Sue Ball: A graduation ceremony is only the beginning for most students

The Open University's season of 29 awards ceremonies across the UK and in Dublin, Paris and Singapore will come to an end on 6 October at the Royal Festival Hall in London. Spotting the OU graduate isn't obvious as excited family groups rush through the doors. It's only at "robing", when the academic gown (Bachelors, Masters or Doctorate ) slides over the shoulders, that the graduate among each group emerges. Open University graduates do not have age in common. But what they do have is success.

OU life does not end with speeches and strawberry teas. A team from the Open University Alumni Relations Office supported by a group of enthusiastic graduate alumni volunteers will have talked with more than 3,500 graduates and their families of the total of 7,800 who attended ceremonies this year.

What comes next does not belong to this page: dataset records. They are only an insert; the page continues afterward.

PR #3436, opened 2025-02-19
iOS fixes

JonnyPtn:
Been a while since I've properly looked at iOS bits so there's a few things accumulated:
- Removed the CI tests for shared libraries on iOS as they [aren't supported by apple](https://developer.apple.com/library/archive/technotes/tn2435/_index.html#//apple_ref/doc/uid/DTS40017543-CH1-TROUBLESHOOTING-BUNDLE_ERRORS)
- SFML main module depends on SFML window and requires a fix to make sure the delegate is loaded correctly
- We need to use the main module to run the tests
- We *can* use command line arguments for iOS builds under some circumstances (debugging mostly)
- We need to add the test resources to the bundle
- Cursor, Keyboard and Vulkan test source files are excluded as not supported on iOS
- ~~Test validating the window size is set correctly excluded by preprocessor as on iOS it always returns display size~~ Now just excluded all windows tests as requested

### DIFF
--- a/.github/workflows/ci.yml
+++ b/.github/workflows/ci.yml
@@ -99,6 +99,11 @@ jobs:
             arch: arm64-v8a
             api: 33
           type: { name: Debug, flags: -DCMAKE_BUILD_TYPE=Debug -DSFML_FATAL_OPENGL_ERRORS=ON }
+        exclude: # Shared libraries are not supported on iOS
+        - platform: { name: iOS }
+          config: { name: Shared }
+        - platform: { name: iOS Xcode }
+          config: { name: Shared }
 
 
     steps:
--- a/cmake/Macros.cmake
+++ b/cmake/Macros.cmake
@@ -383,7 +383,7 @@ function(sfml_add_test target SOURCES DEPENDS)
     source_group("" FILES ${SOURCES})
 
     # create the target
-    add_executable(${target} ${SOURCES})
+    add_executable(${target} ${SOURCES} ${PROJECT_SOURCE_DIR}/test/main.cpp)
 
     # enable precompiled headers
     if (SFML_ENABLE_PCH)
--- a/src/SFML/Main/CMakeLists.txt
+++ b/src/SFML/Main/CMakeLists.txt
@@ -28,4 +28,6 @@ if(SFML_OS_ANDROID)
 
     # glad sources
     target_include_directories(sfml-main SYSTEM PRIVATE "${PROJECT_SOURCE_DIR}/extlibs/headers/glad/include")
+elseif(SFML_OS_IOS)
+    target_link_libraries(sfml-main PUBLIC SFML::Window)
 endif()
--- a/src/SFML/Main/MainiOS.mm
+++ b/src/SFML/Main/MainiOS.mm
@@ -43,17 +43,19 @@
 ////////////////////////////////////////////////////////////
 #include <SFML/Config.hpp>
 
+#include <SFML/Window/iOS/SFAppDelegate.hpp>
+
 #include <UIKit/UIKit.h>
 
 
 ////////////////////////////////////////////////////////////
 int main(int argc, char** argv)
 {
-    // Note: we intentionally drop command line arguments,
-    // there's no such thing as a command line on an iOS device :)
-
-    // Important: "SFAppDelegate" must always match the name of the
-    // application delegate class defined in sfml-window
-
-    return UIApplicationMain(argc, argv, nil, @"SFAppDelegate");
+    NSString* appDelegateClassName = {};
+    @autoreleasepool
+    {
+        // Setup code that might create autoreleased objects goes here.
+        appDelegateClassName = NSStringFromClass([SFAppDelegate class]);
+    }
+    return UIApplicationMain(argc, argv, nil, appDelegateClassName);
 }
--- a/test/CMakeLists.txt
+++ b/test/CMakeLists.txt
@@ -32,7 +32,15 @@ add_library(sfml-test-main STATIC
     TestUtilities/AudioUtil.cpp
 )
 target_include_directories(sfml-test-main PUBLIC TestUtilities)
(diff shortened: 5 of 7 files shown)


eXpl0it3r:

src/SFML/Main/CMakeLists.txt
```diff
@@ -21,4 +21,6 @@ if(SFML_OS_ANDROID)
 
     # glad sources
     target_include_directories(sfml-main SYSTEM PRIVATE "${PROJECT_SOURCE_DIR}/extlibs/headers/glad/include")
+elseif(SFML_OS_IOS)
+    target_link_libraries(sfml-main PUBLIC SFML::Window)
```
eXpl0it3r, line 25: Don't think we should create this dependency.

src/SFML/Main/MainiOS.mm
```diff
@@ -43,17 +43,19 @@
...
-    // application delegate class defined in sfml-window
-
-    return UIApplicationMain(argc, argv, nil, @"SFAppDelegate");
+    NSString* appDelegateClassName = nullptr;
+    @autoreleasepool
+    {
+        // Setup code that might create autoreleased objects goes here.
+        appDelegateClassName = NSStringFromClass([SFAppDelegate class]);
+    }
+    return UIApplicationMain(argc, argv, nil, appDelegateClassName);
```
eXpl0it3r, line 60: Why is it not enough to use a fixed string?

eXpl0it3r (changes requested):

src/SFML/Main/CMakeLists.txt
JonnyPtn: It already exists - the main module on iOS requires the app delegate class from the window module, so are you proposing we re-organise the modules so that this dependency isn't necessary?

.github/workflows/ci.yml
```diff
@@ -99,6 +99,11 @@ jobs:
             arch: arm64-v8a
             api: 33
           type: { name: Debug, flags: -DCMAKE_BUILD_TYPE=Debug -DSFML_FATAL_OPENGL_ERRORS=ON }
+        exclude:
```
eXpl0it3r: I'd add a comment to explain the exclusion

```suggestion
        exclude: # Shared libraries are not supported on iOS
```

cmake/Macros.cmake
```diff
@@ -383,7 +383,7 @@ function(sfml_add_test target SOURCES DEPENDS)
     source_group("" FILES ${SOURCES})
 
     # create the target
-    add_executable(${target} ${SOURCES})
+    add_executable(${target} ${SOURCES} ${CMAKE_CURRENT_FUNCTION_LIST_DIR}/../test/main.cpp)
```
eXpl0it3r:
```suggestion
    add_executable(${target} ${SOURCES} ${PROJECT_SOURCE_DIR}/test/main.cpp)
```

eXpl0it3r (changes requested):
Just one small change.

@ChrisThrasher would be interested in hearing your opinion w.r.t. the test changes and disabling of some things. For example, any better ideas for the window size checks?

cmake/Macros.cmake
eXpl0it3r: Did you forget to push that commit or add the file to the commit? 😄

JonnyPtn: main.cpp? Looks to me like it's added correctly, and the tests would fail without it

eXpl0it3r:

eXpl0it3r (approved):

eXpl0it3r:

test/Window/WindowBase.test.cpp
```diff
@@ -86,31 +101,43 @@ TEST_CASE("[Window] sf::WindowBase", runDisplayTests())
...
         }
 
         SECTION("Mode, title, style, and state")
         {
             windowBase.create(sf::VideoMode({240, 360}), "WindowBase Tests", sf::Style::Resize, sf::State::Windowed);
             CHECK(windowBase.isOpen());
+#ifndef SFML_SYSTEM_IOS
+            // Fails on iOS as the window size always returns the display size
             CHECK(windowBase.getSize() == sf::Vector2u(240, 360));
+#endif
```
ChrisThrasher: I'd rather omit these tests from iOS than add these preprocessor conditionals.

test/main.cpp
```diff
@@ -0,0 +1,10 @@
+#include <catch2/catch_session.hpp>
+
+#include <SFML/Main.hpp>
+#include <array>
```
ChrisThrasher:
```suggestion
```
Can this be removed?

test/CMakeLists.txt
```diff
@@ -131,6 +156,27 @@ if(SFML_RUN_DISPLAY_TESTS)
     target_compile_definitions(test-sfml-graphics PRIVATE SFML_RUN_DISPLAY_TESTS)
 endif()
 
+if (XCODE AND SFML_OS_IOS)
+    set(GRAPHICS_RESOURCE
```
ChrisThrasher:
```suggestion
    set(GRAPHICS_RESOURCES
```

ChrisThrasher (dismissed):

test/Window/WindowBase.test.cpp
JonnyPtn: You don't see value in any of the other tests? So just exclude this file as per the other test files in this PR?

eXpl0it3r: @ChrisThrasher So you don't want to run these tests on iOS? Or is there something else that one could do that wouldn't require these preprocessor conditionals?

ChrisThrasher: > So you don't want to run these tests on iOS?

No, I don't think so. I'd rather keep it simple and just omit tests on iOS that require significant mods.

eXpl0it3r (approved):

eXpl0it3r:
Thank you for those fixes! 🥳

As a university which communicates primarily "at a distance" in a supported open learning environment, these events are a tangible expression of the Open University community. We met a young man in Belfast who started studying at 17 and was graduating at 24; a grandmother aged 78 in London receiving a Masters degree, having been forced to leave school at 13 because her father didn't believe girls should be educated; a 36-year-old Royal Naval Lieutenant Commander; a 46-year-old divorced mother of three training as a family mediator; a vicar and father of grown sons; and a 23-year-old graduating without the debts facing most of her friends.

Graduation offers the start of a new relationship with the university which lasts a lifetime. Following its key principle of openness the OU provides free membership to all graduates and all former students who have successfully completed an OU course. That's "two million and counting"! All are valued members of a vibrant worldwide learning community.

The Alumni Association provides regular communications (electronic and print), access to careers services and information resources, opportunities to meet OU academics and other alumni and join clubs and societies as well as specialist groups including those for law and MBAs. The Alumni Association's website at www.openlink.org offers a news service, chatroom discussions and opinion polls as well as details of services to alumni.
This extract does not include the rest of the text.